P. N.-D. – Le pape décrit trois « piliers » de leur vocation : les rêves, la prière et la mémoire...
C. R. – J’aime beaucoup la notion de rêve, si l’on prend ce terme dans le sens de donner l’envie et une vision confiante de l’avenir aux plus jeunes.
É. R. – Le rêve, ça se partage. Si vous rêvez, vous communiquez. Et les rêves de nos petits-enfants sont intéressants à écouter aussi, car ils demandent un ajustement de notre part. Mais on en revient, sur ce point, à la disponibilité. Pour que le rêve se dessine, il faut le temps d’installer la confiance.

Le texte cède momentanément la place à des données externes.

PR #476, opened 2016-01-23
Stop test262 from hanging Spidermonkey with an unimportant error message

### LINKED ISSUE #458: S15.4.4.10_A3_T1.js and S15.4.4.10_A3_T2.js hang SpiderMonkey for a long time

C. R. – Quant à la prière, oui, il me semble évident que nous avons plus de temps pour prier, notamment en prenant le temps de l’oraison en couple, proposé au sein des Équipes Notre-Dame. J’ai pu remarquer que notre foi s’était élargie, depuis que nous sommes grands-parents, aux dimensions du monde, à travers les problématiques de nos enfants et de leurs vies.
É. R. – Grâce à ma petite-fille, je connais désormais par cœur l’Évangile de Bartimée et son « Il t’appelle » ! J’ai dû lui lire vingt fois ! Ma foi a donc grandi en la lui transmettant.
P. N.-D. – Un mot pour conclure ?
É. R. – Il se trouve que j’ai failli mourir à la suite d’une opération, il y a deux ans. Mais j’en suis revenu et j’en rends grâce. Nous parlions de rêves un peu plus tôt. Je crois justement que même « vieux », il faut continuer à faire des projets, à en discuter, à prendre au sérieux ceux des petits-enfants aussi… Exposer un projet, c’est déjà vivre un peu !
P. P. – J’ai été bouleversé par notre pape de 84 ans, proclamant son message public en vidéo pour la Journée mondiale des grands-parents et des personnes âgées, tutoyant ses interlocuteurs, parlant de son appel comme pape à l’âge avancé de 78 ans… J’invite chacun à regarder cette vidéo.
Propos recueillis par Laurence Faure
[1] *Angélus du pape François, le 31 janvier 2021 et son homélie du 19 novembre 2013.
[2] L’OMS estime que le nombre de personnes âgées de 60 ans et plus passera de 962 millions (2017) à
1,4 milliard (2030)
[3] Note de synthèse. L’impact de la Covid-19 sur les personnes âgées.